How does this take relativity into account? Any idea on how we could use differential equations to compute?

I don´t have much time right now, so I´ll stick to the questions that can be answered quickly:

How does this take relativity into account?

Above? Not at all.

Any idea on how we could use differential equations to compute?

There´s a pretty wide range of methods to solve differential equations numerically. The easiest one is the following:

1) Start with a starting position x(0) and a starting velocity v(0).

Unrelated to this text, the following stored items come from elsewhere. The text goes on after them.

PR #160, opened 2021-09-29
QPE Bugfix I

JonathonMisiewicz:
## Description
This PR does some cleanup of the QPE code and also fixes _a_ bug.

To understand the bug, you need only the following rough model of Quantum Phase Estimation:

QPE:
(1) takes in a hermitian Hamiltonian `H` with eigenvalues `λ_m` and a state `Ψ`
(2) constructs `exp(i*H)`, which has eigenvalues `exp(i*λ_m)`
(3) measures the `exp(i*λ_m)` with probability distribution given by your input state
(4) uses the most probable `exp(i*λ_m)` to back out its `λ_m`

The problem is that `exp(i*λ_m)` is periodic in `λ_m` with intervals of `2π`, so you can only determine λ_m up to a factor of 2π. The previous implementation arbitrarily chose the branch with `[-2π, 0]`. This passed tests because the toy system of H2 had a small eigenvalue. Systems with larger eigenvalues find themselves on the wrong branch.

As a remedy, there is now a new required keyword: guess_energy. QPE will choose to add the number of `2π` to get the `λ_m` as close as possible to guess_energy. This fixes _a_ buggy test case, but there may be more.

## User Notes
- [x] QPE now requires a `guess_energy` to convert from a phase to an energy. This is true on exact quantum computers, as well.

## Checklist
- [x] Added tests to newly working features
- [x] Ready to go!

### DIFF
--- a/src/qforte/qpea/qpe.py
+++ b/src/qforte/qpea/qpe.py
@@ -15,6 +15,7 @@ from scipy import stats
 
 class QPE(Algorithm):
     def run(self,
+            guess_energy,
             t = 1.0,
             nruns = 20,
             success_prob = 0.5,
@@ -39,6 +40,9 @@ class QPE(Algorithm):
 
         self._n_classical_params = 0
         self._n_pauli_trm_measures = nruns
+
+        self._guess_energy = guess_energy
+        self._guess_periods = round(self._t * guess_energy / (-2 * np.pi))
 
         # Print options banner (should done for all algorithms).
         self.print_options_banner()
@@ -70,11 +74,7 @@ class QPE(Algorithm):
 
         self._phases = []
         for readout in z_readouts:
-            val = 0.0
-            i = 1
-            for z in readout:
-                val += z / (2**i)
-                i += 1
+            val = sum(z / (2**i) for i, z in enumerate(readout, start=1))
             self._phases.append(val)
 
         # find final binary string of phase readouts:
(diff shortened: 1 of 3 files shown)


imagoulas:
Everything looks good, but, based on the review that you posted on Slack yesterday (page 21), there is an alternative way to fix the bug. Currently, you use an initial guess to find the number of 2π cycles that need to be added to the final phase to bring the final QPE energy as closer to a meaningful result as possible.

An alternative approach would be to shift and scale the qubit Hamiltonian itself, making the resulting eigenvalues lie in the desired phase interval 0 < θ < 1. For this approach to work, we need two energies; a lower/upper bound to the lowest/highest eigenvalue of the Hamiltonian. One way that I came up with (not the best, this is just an idea) to compute these energies is as follows. Assuming that a mean field solution is already available, we let all electrons occupy the lowest energy orbital and compute the energy. This should give as a lower bound to the ground state. Then, we let all electrons occupy the highest energy orbital and compute the energy. Of course, this strategy will fail in severe cases of strong correlation where all orbitals become almost degenerate.

Which one of the two approaches do you feel is more robust and minimizes the danger of getting an erroneous QPE energy?

imagoulas:
In that case, I would suggest either putting a default value for the initial guess, such as the hf_energy in the case of molecules, or raise an error if the user does not provide an initial guess.

JonathonMisiewicz:
> raise an error if the user does not provide an initial guess.

I'm confused. `guess_energy` is not given a default value, so Python does this automatically.

imagoulas:
I was thinking of putting a more meaningful error message than the default one. Something like "The QPE implementation in QForte requires an initial guess to be provided.\n A sensible initial guess would be the HF energy.", or something like that. I am not sure whether other implementations of QPE require initial guesses, so it might be a good idea to guide the user.

JonathonMisiewicz:
A custom error message isn't the standard solution. The standard solution is to use the default error message and have the method properly documented so that a confused user can see what the expected argument is. We need proper documentation anyways, so having the custom error message would be redundant.

_That said_, the documentation (or lack thereof) is a major problem throughout all of QForte, and one I can't commit to fixing at this time between the many other things on my to-do list. I can write a cursory docstring up, but we'll need to revisit it later anyways.

imagoulas:
I totally agree with you. The lack of a proper and thorough documentation is the root of most, if not all, possible issues that a new user might experience. As I said before, the code looks good to me. Feel free to merge whenever you are ready.

imagoulas (approved):
Approved!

2) chose a sufficiently small timestep dt.

3) Set t = 0.

4) x(t+dt) = x(t) + v(t)*dt, v(t+dt) = v(t) + g(x)*dt where g(x) might be the gravitational acelleration posted by Klaynos, for example (depeds on the system)

5) t = t+dt

6) goto 4 until you reached a t which is sufficiently large for your purposes.

 

Or did you mean how the movement equation looks like as a differential equation? That´s d²x/dt² = g(x).

 

Note that Klaynos and the follow-up poster(s) assumed that g is negative. That´s true if one assumes only a 1D problem with the positive direction beiong defined as "away from the attracting mass". But in general, the acelleration g is a vector anyways and for simple problems you know where it points - therefore knowing the magnitude (the positive value) is sufficient.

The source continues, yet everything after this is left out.